Thursday, March 19, 2015

Star Wars Taxonomy

The Han solo agnostid trilobite is called "solo" because it's the
only species in the genus Han (via). Sure. I buy that.

Since the days of Swedish botanist Carl Linnaeus (1707–1778) and his major works Systema Naturae (1st Edition in 1735), and in fact, to some degree beforehand, categorizing life as we know it and building the greater family tree of organisms has been a major scientific endeavour which has helped us to understand where we all come from. The taxonomists I have known, do fascinating and important work, to map who is out there and where they came from and what they are doing.
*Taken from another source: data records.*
Issue #1735, opened 2025-11-05
Y25-661 - As a developer (Ben) I would like to integrate the Okta login system.


BenTopping:
**User story**

As a developer (Ben) I would like to integrate the Okta login system. Following on from the traction-ui story the service should validate the provided access token. Following the [client credentials flow](https://auth0.com/docs/get-started/authentication-and-authorization-flow/client-credentials-flow) the service should validate the token provided by the UI.

API keys and programmatic access will be handled by a separate story so the API should remain generally accessible but we should still be authenticated the tokens for when the API keys are implemented.

**Who are the primary contacts for this story**

Ben T

**Who is the nominated tester for UAT**

Developer

**Acceptance criteria**

Consider if these features can be _featured flagged_ to decouple testing and deployment.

Today is Taxonomy Appreciation Day (#TaxonomyDay). So, I thought I would take the chance to appreciate not only their fundamental research contributions to categorizing the organisms of the world, but their inventiveness in naming and relating discoveries to important culture - specifically Star Wars. Because this is what serious science is all about.

Consider the one and only species in the genus Han, an agnostif trilobite (above), officially named after the Han Chinese (the fossil is from northern Hunan Province, China). As the sole Han, a monotypic taxon, it must of course be called 'solo'. The similarity of the name Han solo and Han Solo of the original Star Wars triology are purely coincidental, no doubt. (via Buzzfeed)

The 1997 "Special Edition" of Star Wars depicts Greedo
firing a shot at Han Solo shortly before Han reponds in kind.
In the original 1977 release, Han is the only one to fire. (wikipedia)

Many Star Wars fans will recall the 'Han shot first' controversy. The original 1977 version of Star Wars shows Han shooting the body hunter Greedo first; this was changed for the 1997 Special Edition.  A fairly recently-discovered species of  suckermouth armored catfish was named Peckoltia greedoi by an Auburn University trio led by Jonathan Armbruster. Because life is odd, the choice is less of a stretch than you might imagine. See for yourself:

Images: Auburn University via Flickr & Greedo picture courtesy

The trapdoor spider Aptostichus sarlacc (Bond, 2012) is named for the sarlacc sand-pit creature from Star Wars Episode VI: Return of the Jedi who consumes people and animals thrown into his gaping maw. I don't actually know what type of trapdoor spider is shown below, but I think it illustrates why they might remind you of the hole in the sand from which no one returns.

The Great Pit of Carkoon with the original
sarlacc from Return of the Jedi (1983) (via wikipedia)

A trapdoor spider (via)
Scanning electron microscope image of the oribatid mite Darthvaderum apparently reminded Hunt (1996) of a certain villain's helmut.

Darthvaderum versus Darth Vader (via quazoo)

"Yoda purpurata, or "purple Yoda."The reddish-purple acorn worm was found about 1.5 miles beneath the surface of the Atlantic Ocean, and the large lips in either side of its head region that reminded researchers of the floppy-eared Stars Wars character Yoda." Credit: David Shale via livescience
Yoda in The Empire Strikes Back via wikipedia
Well-loved, diminuative, ancient, green jedi teacher Yoda is honoured in the names of both with an acorn worm, Yoda purpurata, and a parasitic isopod Albunione yoda, with lips and lateral flaps, respectively, which protrude from their heads and remind researchers of Yoda's long, pointy ears. Neither geography, nor shape explains the Tetramorium jedi ant, named for the Star Wars jedi knights. They do not even have any light sabers.